At the peak of her wealth (and I mean, wealth!) Jasmine had it all—the picture perfect family. She had an adopted son, a loving husband, the gorgeous house(s), and all the designer clothes that money could buy. I don't think the movie intends to dissect the lives of the rich and opulent—instead, it is just about a woman whose way of living has been cut in half.
With no money to her name, Jasmine is force to move in with her sister and her two nephews. This is quite a culture shock—from high society to a a cramped room in the somewhat run-down part of town.
Jasmine's sister, Ginger (Sally Hawkins) works bagging groceries at a local store. Everyone makes it clear that Jasmine is only staying until she can get her feet back on the ground.
Wanting to do something with the rest of her life and trying to bury the past, Jasmine seeks employment. It's a shame that she's such a snob—she finds working as a dentist's receptionist to be demeaning (the dentist's advances on her don't help her deteriorating situation).
The stress, the lack of money, the desire for better living—they all drive Jasmine to the verge of a breakdown.
We know through dialogue that Jasmine was once found of the side of the road, babbling to herself.
So we enter her mind for some parts of the movie; going back to see her life as a rich, clueless wife.
Flashbacks intermingle with Jasmine's life in San Francisco. It's clear to everyone that she still pines for her luxury.
Growingly unstable, Jasmine becomes a pill-popper and an alcoholic...she is rarely seen without a drink in her hand.
"Blue Jasmine" is a movie about love and family...and about the selfish desires that kill us. It's not a preachy film, nor does it desire to bring about change in anyone's heart; but if viewed under the right situations, I'm sure it could.

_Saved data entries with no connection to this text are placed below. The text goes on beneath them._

PR #83, opened 2015-04-02
updated listener for pan

cchan987:
Using the interact event so that panning listeners are consistent for network diagram and graphs.


tcstewar:
Cool!  It's always a nice sign when code gets deleted.   (It took me the longest time to learn that as a programmer)   :)

PR #85, opened 2015-04-06
deleted mouse out of browser detection

cchan987:


tcstewar:
Looks good, but you should also remove the line in templates/page.html that tries to open this file you just deleted.

PR #88, opened 2015-04-08
Pan zoom cleanup

cchan987:
functionized implementation of scroll zooming and added save layout after resize

### DIFF
--- a/nengo_viz/static/viz.js
+++ b/nengo_viz/static/viz.js
@@ -143,7 +143,6 @@ VIZ.Component = function(parent, args) {
 
     /** flag whether there is a scheduled update that hasn't happened yet */
     this.pending_update = false;
-    //VIZ.pan.events();
     
     this.menu = new VIZ.Menu(self.parent);
     interact(this.div)


examples/basic.py.cfg
```diff
@@ -0,0 +1,30 @@
+_viz_0 = nengo_viz.Value(ens)
```
tcstewar: Oops, this file probably shouldn't be in the commit....  :)

nengo_viz/static/viz_scale.js
```diff
@@ -23,8 +18,8 @@ VIZ.scale.zoom = function (wheel, event){
 		var offsetY = VIZ.pan.cposn.ul.y;
 	}
 	else{
-		var offsetX = event.offsetX;
-		var offsetY = event.offsetY;
+		var offsetX = event.offsetX || event.clientX;
+		var offsetY = event.offsetY || event.clientY;
```
tcstewar: Hmm...  not sure what this is doing.  Why is this code looking in two different places for the x,y values?  In what situations are they in one place or in the other?

Also, note that if ```event.offsetX``` is 0 and ```event.clientX``` is undefined, then this will set ```offsetX``` to ```undefined``` (since ```0 || undefined``` evaluates to ```undefined```).  Is this the intended behaviour?

tcstewar:
I just tested this in firefox and the scrollwheel zooming is broken for the plots (they always get bigger and never get smaller)

cchan987:
I tested this branch and it's looking ready.

tcstewar:
Cool, that looks good to me (and fixes the Firefox bug!)

PR #92, opened 2015-04-09
Slider set value

cchan987:
Merge pan_zoom_cleanup first

### DIFF
--- a/nengo_viz/static/viz.js
+++ b/nengo_viz/static/viz.js
@@ -51,7 +51,6 @@ VIZ.Component = function(parent, args) {
     this.width = args.width;
     this.height = args.height;
     
-    console.log(VIZ.pan.cposn.ul.x);
     var transform_val = cord_map(VIZ.pan.cposn, {x:args.x, y:args.y});
 	VIZ.set_transform(this.div, transform_val.x, transform_val.y);
     
@@ -156,7 +155,6 @@ VIZ.Component = function(parent, args) {
     this.menu = new VIZ.Menu(self.parent);
     interact(this.div)
         .on('tap', function(event) {
-            console.log("this is launching the menu");
             if (event.button == 0) {
                 if (self.menu.visible_any()) {
                     self.menu.hide_any();
--- a/nengo_viz/static/viz_slider.js
+++ b/nengo_viz/static/viz_slider.js
@@ -39,8 +39,8 @@ VIZ.Slider = function(parent, args) {
         valueDisplay.classList.add('unselectable')
         valueDisplay.innerHTML = slider.value;
         slider.div.appendChild(valueDisplay);
-        this.value_display = valueDisplay
-        $(valueDisplay).on('keypress', my_foo);
+        slider.value_display = valueDisplay
+        
 
         /** put the slider in the container */
         slider.div.style.position = 'fixed';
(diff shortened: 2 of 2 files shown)


nengo_viz/static/viz.js
```diff
@@ -454,3 +454,31 @@ VIZ.make_colors = function(N) {
...
     return c;
 }
+
+//Check if value is a number
+VIZ.is_num = function(value){
+    if (!(isNaN(value)) && !(value.trim() == '') ) {
+        return true;
+    }
+    else{
+        alert('Not a valid number! Please try again.');
```
tcstewar: Yikes!  I would really not expect a helper function like ```is_num``` to pop up an alert on a failure.  That should be the responsibility of whoever calls ```is_num```.

nengo_viz/static/viz.js
```diff
@@ -454,3 +454,31 @@ VIZ.make_colors = function(N) {
...
+//boundary value if input is above/below max/min
+//Otherwise outputs the input
+VIZ.max_min = function(value, min, max) {
+    if (value < min) {
+        alert('value below range limits, using value: ' + min + ' instead.')
+        return min;
+    }
+    else if (value > max) {
+        alert('value above range limits, using value: ' + max + ' instead.')
+        return max;
```
tcstewar: As with the above comment, these alerts should be removed.

nengo_viz/static/viz_scale.js
```diff
@@ -80,5 +74,6 @@ VIZ.scale.redraw_size = function(scale_x, scale_y) {
 		var w = VIZ.Component.components[i].width;
 		var h = VIZ.Component.components[i].height;
 		VIZ.Component.components[i].on_resize(w * scale_x, h * scale_y);
+		VIZ.Component.components[i].save_layout();
```
tcstewar: The rest of the code avoids calling save_layout() inside a utility function like redraw_size.  Instead, it's always calling save_layout() from within the event handler (or at least, that was the intent -- if there are places I missed, let me know).  That way we avoid having a whole bunch of save_layout() calls happening as a side effect of a single action (which just overwhelms the communication between the client and server).  So if I put a save_layout() call inside VIZ.scale.redraw_size, then that means that any event that ends up calling redraw_size and doing something else is in danger of doing redundant saving.

nengo_viz/static/viz_slider.js
```diff
@@ -212,14 +212,44 @@ VIZ.Slider.prototype.generate_menu = function() {
...
 
+VIZ.Slider.prototype.user_value = function () {
+    var slider_index = 0
+    if (this.sliders.length > 1) {
+        do{
+            slider_index = prompt('Enter the index of the slider to Change');
+            if (new_value == null) {
+                return;
+            }
+        } while (!(VIZ.is_num(slider_index)));
```
tcstewar: If the user inputs an invalid number, it should not keep asking the user until they give a valid answer.

nengo_viz/static/viz_slider.js
```diff
@@ -212,14 +212,44 @@ VIZ.Slider.prototype.generate_menu = function() {
...
     // add the parent's menu items to this
     // TODO: is this really the best way to call the parent's generate_menu()?
     return $.merge(items, VIZ.Component.prototype.generate_menu.call(this));
 };
 
+VIZ.Slider.prototype.user_value = function () {
+    var slider_index = 0
+    if (this.sliders.length > 1) {
+        do{
+            slider_index = prompt('Enter the index of the slider to Change');
```
tcstewar: I really don't like this way of setting the sliders by first typing in an index.  Why not do it the way the java visualizer does it?

PR #103, opened 2015-04-17
keep simcontrol on top

cchan987:


tcstewar:
looks good to me -- nice simple fix that seems a lot simpler than the dynamic zindex approach.  It's still a bit odd, but not sure what to do about that.

PR #104, opened 2015-04-21
Rename screen

cchan987:


nengo_viz/static/viz_pan.js
```diff
@@ -34,12 +34,12 @@ VIZ.pan.shift = function(dx,dy) {
 /*snap_to pans the screen to the specified posn cords quickly. 
 Effectively the same as changing the cposn cords to the posn points, and panning the screen accordingly*/
```
tcstewar: This comment refers to the old cposn name and should be updated to refer to VIZ.Screen

Issue #97, opened 2015-04-14
Minimalistic set value option for sliders


cchan987:
When setting value, user shouldn't have to type in a modal.
Instead, change the text value field on the slider by typing in it

Issue #86, opened 2015-04-06
Prevent shown_time bar from extending beyond the bounds of time_slider div


cchan987:

tcstewar:
Can you describe this bug?  I thought I had it checking for this.  that's what this code is for:

```javascript
if (new_time > self.last_time - self.shown_time) {
                new_time = self.last_time - self.shown_time;
            }
            if (new_time < self.last_time - self.kept_time) {
                new_time = self.last_time - self.kept_time;
            }
```

cchan987:
Here's a screenshot:
![image](https://cloud.githubusercontent.com/assets/10402911/7070169/35e1579e-deab-11e4-9b8d-1388cc5663e9.png)

First extend the shown_time bar so that it fills the whole time_slider area, then when you continue to drag outwards, it will go off the right hand side

tcstewar:
Ah, I see -- the left edge is being checked, but not the right edge.

tcstewar:
Fixed in #155

PR #110, opened 2015-04-27
Slider set value

cchan987:
merge 1st

### DIFF
--- a/nengo_viz/static/viz_slider.js
+++ b/nengo_viz/static/viz_slider.js
@@ -58,13 +58,14 @@ VIZ.Slider = function(parent, args) {
             function(event) {
                 /** check if click was the middle mouse button */
                 if (event.which == 2){
-                    self.set_value(this.slider.index, 0);
+                    self.set_value(this.slider.index, 0, true);
                 }
             }
         );
 
         interact(slider.div)
             .on('tap', function(event) {
+                console.log('crazy:', event);
                 var ind = event.currentTarget.slider.index;
                 self.input_set_value(ind);
                 event.stopPropagation();


cchan987:
solves #97

cchan987:
solves #86

tcstewar:
Bug report: I get very strange behaviour if I have multiple sliders and I use the click-to-set-value approach.  The slider values end up blank sometimes.  To replicate:

1) start up basic.py
2) make sliders for both Nodes
3) Click on one slider's value to start editting it
4) before typing anything, click on the other slider's value to start editting that.

The second slider's value will disappear, but you are still editting the first slider's value.  You also now cannot edit the second slider's value until you drag the slider to move it.

nengo_viz/static/viz_netgraph.js
```diff
@@ -119,7 +120,7 @@ VIZ.NetGraph = function(parent, args) {
                     self.menu.show(event.clientX, event.clientY, 
                                    self.generate_menu());
                 }
-                event.stopPropagation();  
+                //event.stopPropagation();
```
tcstewar: Why was this removed?

nengo_viz/static/viz_slider.js
```diff
@@ -9,6 +9,11 @@ VIZ.Slider = function(parent, args) {
     VIZ.Component.call(this, parent, args);
     var self = this;
 
+    //Check if user is filling in a number into a slider
+    self.filling_slider_value = false;
+
+    self.notify_msgs = [];
+
```
tcstewar: In all of our other code, this is done with ```this``` rather than ```self```.  We've been using ```self``` only when needed (inside functions that are defined inside one of this class methods).

nengo_viz/static/viz_slider.js
```diff
@@ -35,10 +40,12 @@ VIZ.Slider = function(parent, args) {
         slider.value = args.start_value[i];
 
         /** Show the slider Value */
-        var valueDisplay = document.createElement('p');
-        valueDisplay.classList.add('unselectable')
+        var valueDisplay = document.createElement('div');
+        valueDisplay.classList.add('value_display')
+        valueDisplay.id = 'value_display';
```
tcstewar: Hmm...  I'm pretty sure HTML ```id``` values have to be unique.  I'm not sure what problems this might cause, but it might be related to the wrong slider being modified sometimes.

nengo_viz/static/viz_slider.js
```diff
@@ -212,12 +226,105 @@ VIZ.Slider.prototype.generate_menu = function() {
...
     return $.merge(items, VIZ.Component.prototype.generate_menu.call(this));
 };
 
+VIZ.Slider.prototype.input_set_value = function(ind) {
+    var self = this;
+    if (self.filling_slider_value){
+        return;
+    }
+    else{
+        VIZ.netgraph.menu.hide_any();
```
tcstewar: Why not ```this.menu.hide_any()```?  That should be the same...  that was my intent with the ```hide_any``` function so you didn't have to do things like this.

nengo_viz/static/viz_slider.js
```diff
@@ -212,12 +226,105 @@ VIZ.Slider.prototype.generate_menu = function() {
...
+        var msg = document.getElementById('value_in_field').value;
+        $(text_div).off('keypress');
+        if (VIZ.is_num(msg)) {
+            self.set_value(ind, VIZ.max_min(Number(msg), slider_range[1], slider_range[0]));
+            return;
+        }
+        else {
+            alert('failed to set value');
+            text_div.innerHTML = 0;
+            self.set_value(ind, VIZ.max_min(0, slider_range[1], slider_range[0]));
```
tcstewar: Why does it reset to 0 on an invalid value, rather than staying at whatever value it was at?

nengo_viz/static/viz_slider.js
```diff
@@ -212,12 +226,105 @@ VIZ.Slider.prototype.generate_menu = function() {
...
+    msg = this.notify_msgs[0];
+    this.ws.send(msg);
+    if (this.notify_msgs.length > 1) {
+        var self = this;
+        window.setTimeout(function() {
+            self.send_notify_msg();
+        }, 1);
+    }
+    this.notify_msgs.splice(0, 1);
+}
```
tcstewar: Why was this needed?  All this code is mostly copied from VIZ.NetGraph, so if we need this sort of functionality, then we should make it a useful class rather than copying code.

nengo_viz/static/viz_slider.js
```diff
@@ -212,12 +226,105 @@ VIZ.Slider.prototype.generate_menu = function() {
...
+
+VIZ.Slider.prototype.user_value = function () {
+    var self = this;
+    var new_value = prompt('Set value\nExample: 1.3, 4.2');
```
tcstewar: In the Nengo 1.4 visualizer, the example would have as many items as there were sliders.  This example gets confusing if you don't have exactly 2 sliders.

nengo_viz/static/viz_slider.js
```diff
@@ -212,12 +226,105 @@ VIZ.Slider.prototype.generate_menu = function() {
...
+    
+    if (new_value == null) {
+        return;
+    };
+    new_value = new_value.split(',');
+    var slider_range = this.scale.domain();
+
+    for (var i = 0; i < this.sliders.length; i++){
+        if (!(VIZ.is_num(new_value[i]))) {
+            alert("invalid input :" + new_value[i] + "\nFor the slider in position " + (i +1) );
```
tcstewar: I'm very much not fond of popping up a whole bunch of alert messages. In the old visualizer, we just failed silently (i.e. no alert message at all).

nengo_viz/static/viz_slider.js
```diff
@@ -212,12 +226,105 @@ VIZ.Slider.prototype.generate_menu = function() {
...
+            break;
+        }
+        insert_value = VIZ.max_min(new_value[i], slider_range[1], slider_range[0]);
+
+        self.set_value(i, insert_value);
+    }
+    //this.save_layout();
```
tcstewar: commented out code should be removed

nengo_viz/static/viz_menu.js
```diff
@@ -38,7 +38,8 @@ VIZ.Menu.prototype.show = function (x, y, items) {
      * clicked on, we need the menu's zIndex to be very large
      * TODO: change this to be one more than the highest existing zIndex
      */
-    this.menu.style.zIndex = "999999999";
+    VIZ.max_zindex++;
+    this.menu.style.zIndex = VIZ.max_zindex;
```
tcstewar: Does this have to be part of this PR, or did it just get left in here?

nengo_viz/static/viz_slider.js
tcstewar: never mind; I see you removed it in a separate PR.  Note that this is why we try to keep PRs self-contained :)

tcstewar:
Another bug report:  clicking to edit the slider value does not cause any displayed popup menu to go away

tcstewar:
Using the arrow keys while editting a slider value doesn't seem to work in Firefox (except for the very first arrow key press).

tcstewar:
Also, is there any way to click to move the cursor?  That doesn't seem to be supported.

nengo_viz/static/viz_slider.js
cchan987: > Why does it reset to 0 on an invalid value, rather than staying at whatever value it was at?

It was my thinking that a reset to zero would serve also serve as an alert that the value set had failed. but now considering that 0 may be out of the range of the slider, this does seem to be flawed.

tcstewar: :) Wow, I hadn't even thought of the possibility that 0 is outside the range...  good point...

nengo_viz/static/viz_netgraph.js
cchan987: > Why was this removed?

I was testing some different Tap events for the sliders and this was interferring. 

However I didn't end up using those tap events so I'll turn this back on.

PR #111, opened 2015-04-27
Slider text function

cchan987:
Merge 2nd
Merge the slider_set_value branch first!

### DIFF
--- a/nengo_viz/static/viz_slider.js
+++ b/nengo_viz/static/viz_slider.js
@@ -388,9 +388,9 @@ VIZ.Slider.prototype.layout_info = function () {
     return info;
 };
 
-//slider_index: Nat, new_text: Num
+//slider_index: Nat, new_shown_value: Num
 //Rounds to 2 decimal places
-VIZ.Slider.prototype.update_value_text = function (slider_index, new_text) {
+VIZ.Slider.prototype.update_value_text = function (slider_index, new_shown_value) {
     var target = this.sliders[slider_index].value_display;
-    target.innerHTML = new_text.toFixed(2);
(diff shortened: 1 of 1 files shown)


cchan987:
solves #105

nengo_viz/static/viz_slider.js
```diff
@@ -239,3 +345,9 @@ VIZ.Slider.prototype.layout_info = function () {
     info.max_value = this.scale.domain()[0];
     return info;
 };
+
+VIZ.Slider.prototype.update_value_text = function (slider_index, new_text) {
+    var self = this;
```
tcstewar: For style consistency, this should be removed and just use ```this``` instead.

If we want to, we could go through all the code and use ```self``` everywhere (although I'd like to see the various reasons for and against that).  However, right now that's not the approach we've been doing, so we should keep the code style consistent.

tcstewar:
This PR breaks the set value capability when there is more than one slider.

To replicate, open up 2d.py and try using the "set value" option in the menu for the slider.

cchan987:
This one is looking good for testing/merging

nengo_viz/static/viz_slider.js
```diff
@@ -386,3 +387,10 @@ VIZ.Slider.prototype.layout_info = function () {
     info.max_value = this.scale.domain()[0];
     return info;
 };
+
+//slider_index: Nat, new_text: Num
+//Rounds to 2 decimal places
+VIZ.Slider.prototype.update_value_text = function (slider_index, new_text) {
```
tcstewar: ```new_text``` isn't text, so this variable name seems a bit weird.  ```new_value``` would be clearer.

Allen's casual view of sex is gone for this film, every action has a reaction that could be devastating to a relationship or a person's well-being.
Jasmine is such a complex character; but Cate Blanchett nails her performance. She puts on a strong facade while inside she's crumbling...it's breathtaking to watch.
Allen's need for authenticity is key—the movie looks and feels very Californian.
Although the story is somewhat dire, it's not a painful movie to watch. The scenes I usually cringe at were very watchable.
Employing a strong cast featuring Louis C. K., Peter Sarsgaard, Andrew Dice Clay, and Bobby Cannavale; Woody Allen has made a movie that is sure to be considered one of his best.
If the Academy knows what they are doing, "Blue Jasmine" will gain Cate Blanchett another earned Oscar nomination. She is terrific—so is the movie.